Monday 24 September 2012

Simplifying life

I've been hoping to post for a while some recipes, but my evenings have been short (what with the early nights) and my weekend was a bit crazy. As a complete aside to all things paleo and simple - the Singapore Grand Prix was fun to watch. Even if I was yawning through bits of it. Real shame for Hamilton, but I was glad to see Jenson on the podium. I started watching F1 because of him. I was at school at the time and a couple of friends told me in no uncertain terms that I had to watch the 2000 season because Jenson was racing and he was local. Google maps tells me it's less than a half hour drive between Jenson's hometown and the school I went to. For the first few races I couldn't even remember his name and just kept referring to him as "local boy". I don't claim he's the nicest driver or the best, but I've followed him since the beginning of his F1 career and I will follow him to the end of his F1 career. I like to think that I'll see him make champion again, but even if he doesn't then at least he has been champion. Ok, the F1 talk is over.

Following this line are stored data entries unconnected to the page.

PR #635, opened 2015-07-15
change exists to variodic

charsyam:
A days ago, redis change exists command can be variodic in unstable branch.

so I send pr for this :)

```
set a 123
set b  123
exists a b
:2
```

Issue #766, opened 2016-07-31
Add multiple keys support on EXISTS


kmcheung12:
Redis [EXISTS](http://redis.io/commands/exists) support multiple keys

As of [https://github.com/andymccurdy/redis-py/blob/master/redis/client.py#L939](https://github.com/andymccurdy/redis-py/blob/master/redis/client.py#L939) The python binding currently does not .

Suggest changing 'def exists(self, name):' to 'def exists(self, *name):'

thuck:
Looks like this change would break some code.
The EXISTS is considered a bool in the RESPONSE_CALLBACKS; it should be moved to an int, but this would break anything using ```r.exists(key) is True```.

Also there is  ```__contains__ = exists ```; and this should always return a bool; maybe this can be handled like this:
```
def __contains__(self, *name):
        size = len(names)
        size_from_redis = self.exists(*names)
        if size == size_from_redis:
            return True

        return False
```
@andymccurdy what do you think about the breaking compatibility? Or do you have any idea how to avoid it?

kute:
it could be done by yourself.

    def exists(self, *keys):
        return [redis.exists(key) for key in keys]

or

    def exists(self, *keys):
        with redis.pipeline() as pipe:
             for key in keys:
                 pipe.exists(key)
             return pipe.execute()

dgouldin:
I'm not sure if this will be helpful to anybody else, but since I didn't need backwards compatibility with the `is` operator, I created a client subclass that does what I want:

```
from redis.client import Redis as BaseRedis


class Redis(BaseRedis):
    RESPONSE_CALLBACKS = dict(
        BaseRedis.RESPONSE_CALLBACKS,
        EXISTS=int,
    )

    def exists(self, *names):
        return self.execute_command('EXISTS', *names)
```

```
>>> client = Redis()
>>> client.exists('foo', 'bar', 'baz')
0
>>> client.set('foo', 1)
True
>>> client.exists('foo', 'bar', 'baz')
1
>>> 'foo' in client
True
>>> 'bar' in client
False
```

alvinr:
+1 for this, although EXISTS command returns the *number* of keys that exists, its not a boolean.

```Since Redis 3.0.3 it is possible to specify multiple keys instead of a single one. In such a case, it returns the total number of keys existing. Note that returning 1 or 0 for a single key is just a special case of the variadic usage, so the command is completely backward compatible.```

ShaiWavesAudio:
[...]

PR #1053, opened 2018-11-04
update EXISTS but keep it backward compatible

tzickel:
EXISTS can accept varadic number of keys and return how many of them exists.


tzickel:
Hopefully should close #635 #766 as well.

andymccurdy:
I added this just now. Thanks!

I want to comment on a huffington post article that I read the other day. The gist of what I'm taking away is that there's only so many decisions and only so much will power a person can have. It fits right in with a simple life. Keep things simple and you'll find decisions easier to make.

Keeping things specific to clothes though. I kind of love this post from the Art of Manliness blog. It's got a lovely breakdown for different kinds of guys. I think it keeps things simple and to the point. I also think it fits in with the idea of having clothes for different seasons. It makes it easier to keep things neat. And makes decisions about what to wear easier. I think if I was still living as a woman I would still seek to adapt something similar. There's no reason you can't cycle things in and out of rotation, but it stops you from being overwhelmed with choice.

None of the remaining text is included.